Brain2000 · March 17, 2023, 8:09pm

So that "WED offload disable" was the last WED message?

Brain2000 · March 17, 2023, 8:28pm

Let's give it a quick try, in the OpenWRT build server:

cd openwrt/build_dir/target-aarch64_cortex-a53_musl/linux-mediatek_mt7622/linux-5.15.98/drivers/net/ethernet/mediatek

gedit mtk_wed.c, line 1712

	if (hw->num_flows) {
		hw->num_flows++;
		return 0;
	}

	mutex_lock(&hw_lock);   <----- move this above the if (hw->numflows) statement

so it looks like this:

	mutex_lock(&hw_lock);

	if (hw->num_flows) {
		hw->num_flows++;
		return 0;
	}

then on line 1741:

	if (--hw->num_flows)
		return;

	mutex_lock(&hw_lock);  <--- same thing, move this up

so it looks like this:

	mutex_lock(&hw_lock);

	if (--hw->num_flows)
		return;

cd back to the openwrt folder and run:
make world

Don't try and run any of the clean/downloads etc... or it will overwrite your temporary change.

_FailSafe · March 17, 2023, 8:49pm

I'm going to give this a shot, but shouldn't we go out: to unlock the mutex instead of return 0?

e.g.

	mutex_lock(&hw_lock);
	
	if (hw->num_flows) {
		hw->num_flows++;
		ret = 0;
		goto out;
	}
	...
out:
	mutex_unlock(&hw_lock);

	return ret;

Brain2000 · March 17, 2023, 9:47pm

Oh yes! How'd I miss that. Good eye.

umayer · March 18, 2023, 12:02pm

@Brain2000 @_FailSafe I'm watching your debug session in awe
I very much look forward to running snapshot with these fixes.
Thanks a bunch for spending the time and getting to the bottom of it.

PolynomialDivision · March 18, 2023, 2:19pm

I applied everything sequential and see if mesh is crashing starting from encryption until enabling mesh_fwding. And now after I enabled meh_fwding the mesh is not crashing anymore since more than an hour. I will wait a bit to be sure but now looks promising. However, actually I don't want to have mesh_fwding enabled because I use olsr and babeld for routing. But at least I have now some clue what's breaking.

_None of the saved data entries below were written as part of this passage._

PR #98, opened 2020-09-24
Add /api/version endpoint that returns hash of git commit

darkdarkdragon:
Add /api/version endpoint that returns hash of git commit
from which API server was built
Show this commit in the UI

**Screenshots (optional):**

image


adamsoffer (changes requested):
Nice idea. Can we just move this to the footer? 
image

darkdarkdragon:
@adamsoffer done in 62624a0ce7d20f04dddb780b73766a07dcf6689b

iameli (approved):
LGTM!

PR #99, opened 2020-09-26
Add filtering and pagination to the Admin Users page

darkdarkdragon:
Add filtering and pagination to the Admin Users page	

**Screenshots (optional):**

image

Update:
Added ability to filter users by their payment plan
image

### DIFF
--- a/packages/api/src/controllers/user.js
+++ b/packages/api/src/controllers/user.js
@@ -33,12 +33,15 @@ app.get('/usage', authMiddleware({}), async (req, res) => {
 })
 
 app.get('/', authMiddleware({ admin: true }), async (req, res) => {
-  let { limit, cursor, livepeer, filter } = req.query
+  let { limit, cursor, livepeer, filter, product } = req.query
   const query = []
   if (livepeer && livepeer !== 'false' && livepeer !== '0') {
     query.push(sql`data->>'email' LIKE '%livepeer%'`)
   } else if (filter) {
     query.push(sql`data->>'email' LIKE ${'%' + filter + '%'}`)
+  }
+  if (product) {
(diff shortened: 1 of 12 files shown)


wohlner:
I did not mean to close this. SORRY!

wohlner:
Awesome initiative on this! I am unable to test the previous and next buttons because there are less than 101 streams.

I tested the filter field, and when I type in "jen" i get way more results than expected, many that don't make sense. I would expect the results to be only `id`s and `emails` that contain `jen`. 

Screen Shot 2020-12-17 at 1 40 37 PM

wohlner:
Now I see that the preview text in the text field where I can filter says "email." But still I was getting back unexpected results besides emails that contain the string `jen`

darkdarkdragon:
@wohlner you won't be able to see it working correctly until it is deployed to staging - you're testing only frontend part, but filtering is done on backend which is not gets deployed to the Vercel's test deployment.

wohlner:
The "Show Livepeer's users" is confusing and takes up super valuable real estate above the table. 

Please change it to "Exclude users with a Livepeer email address" and this should only return users without @livepeer.com or @livepeer.org email addresses. This should be unchecked by default.

darkdarkdragon:
@wohlner 
> "Exclude users with a Livepeer email address"

This takes even more space 😃 
And what's the point - we have not that many Livepeer users? 
Initially I've added 'Show Livepeer's users only' when there was no filtering yet so it can be possible to find Livepeer user and make that user to be admin. But with filtering it's that important (though probably it's still good to have list of only Livepeer users - just to have overview).

wohlner:
Well, to get all LP users, we could just filter for "livepeer" and all the users with livepeer.com and .org email addresses would show up. How about you just remove that checkbox and not replace it with anything. 👍

PR #100, opened 2020-09-26
Allow to delete many streams at once in UI

darkdarkdragon:
Allows to delete many streams at once.
In my tests I'm creating streams using API, and so there are many unneeded stream objects left in my streams list, it would take too much time to delete them one-by-one using UI. And I saw one user in the Discord asking if it possible to delete many streams at once.

- Adds checkbox to select all streams
- Adds endpoint to delete many streams
- Slightly changes delete modal dialog's text if more than one stream selected

Manually

**Screenshots (optional):**
image

**Checklist:**

### DIFF
--- a/packages/api/src/store/table.ts
+++ b/packages/api/src/store/table.ts
@@ -49,6 +49,22 @@ export default class Table<T extends DBObject> {
     return res.rows[0].data as T
   }
 
+  async getMany(ids: Array<string>, opts: GetOptions = { useReplica: true }): Promise<Array<T>> {
+    if (!ids || !ids.length) {
+      throw new Error('missing ids')
+    }
+    let res: QueryResult<DBLegacyObject> = await this.db.queryWithOpts({
+      name: `${this.name}_by_ids`,
+      text: `SELECT data FROM ${this.name}  WHERE id IN (${ids.map((_, i) => '$' + (i + 1)).join(',')})`,
+      values: ids
+    }, opts)
+
+    if (res.rowCount < 1) {
+      return null
+    }
+    return res.rows.map(o => o.data as T)
+  }
+
   // returns [docs, cursor]
   async find(
     query: FindQuery | Array<SQLStatement> = {},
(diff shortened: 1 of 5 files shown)


packages/api/src/store/table.ts
```diff
@@ -173,6 +189,25 @@ export default class Table<T extends DBObject> {
...
+    if (res.rowCount < 1) {
+      throw new NotFoundError(`couldn't find ${this.name} id=${id}`)
+    }
+  }
+
+  async markDeletedMany(ids: Array<string>) {
+    const res = await this.db.query(`UPDATE ${this.name} SET data = jsonb_set(data, '{deleted}', 'true'::jsonb) WHERE id IN (${ids.map((_, i) => '$' + (i + 1)).join(',')})`, ids)
+
+    if (res.rowCount < 1) {
+      console.log(res)
```
adamsoffer: Can we remove this log?

packages/www/components/StreamsTable/index.tsx
```diff
@@ -242,15 +247,28 @@ export default ({ userId, id }: { userId: string; id: string }) => {
...
+          onClick={() => selectedStream.length && setDeleteModal(true)}
         >
           Delete
         </Button>
       </Box>
       <Table sx={{ gridTemplateColumns: "auto auto auto auto auto auto" }}>
         <TableRow variant={TableRowVariant.Header}>
-          <Box></Box>
+          <Flex
+            sx={{ alignItems: "baseline", pt: "8px" }}
```
adamsoffer: Can we remove the padding top so the checkbox is centered?
Screen Shot 2020-11-20 at 2 36 03 PM

adamsoffer (changes requested):
LGTM! Just a couple minor suggestions.

packages/www/components/StreamsTable/index.tsx
darkdarkdragon: fixed

packages/api/src/store/table.ts
darkdarkdragon: fixed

Brain2000 · March 18, 2023, 7:59pm

I found a different crash this morning. This time when the mt76 device is unregistering, which luckily does not happen very often:

<7>[79555.951003] Call trace:
<7>[79555.953443]  eth_type_trans+0x44/0x19c
<7>[79555.957189]  ieee80211_rx_list+0x1cc/0xbcc [mac80211]
<7>[79555.962273]  mt76_rx_complete+0x20c/0x40c [mt76]
<7>[79555.966896]  mt76_rx_poll_complete+0x2c8/0x4f0 [mt76]
<7>[79555.971949]  mt76_dma_rx_poll+0x2a4/0x4f0 [mt76]
<7>[79555.976568]  mt7615_unregister_device+0x404/0x560 [mt7615e]
<7>[79555.982140]  __napi_poll+0x54/0x1b0
<7>[79555.985627]  napi_threaded_poll+0x84/0xe4
<7>[79555.989633]  kthread+0x11c/0x130
<7>[79555.992858]  ret_from_fork+0x10/0x20
<0>[79555.996434] Code: 91003880 f9006440 f9419020 f9400083 (f9400000)
<4>[79556.002522] ---[ end trace 2d1d109d5542bc4f ]---

I remember seeing this crash last month and I have some ideas what it might be, but I need to add some logging around it to find a way to reproduce it on demand.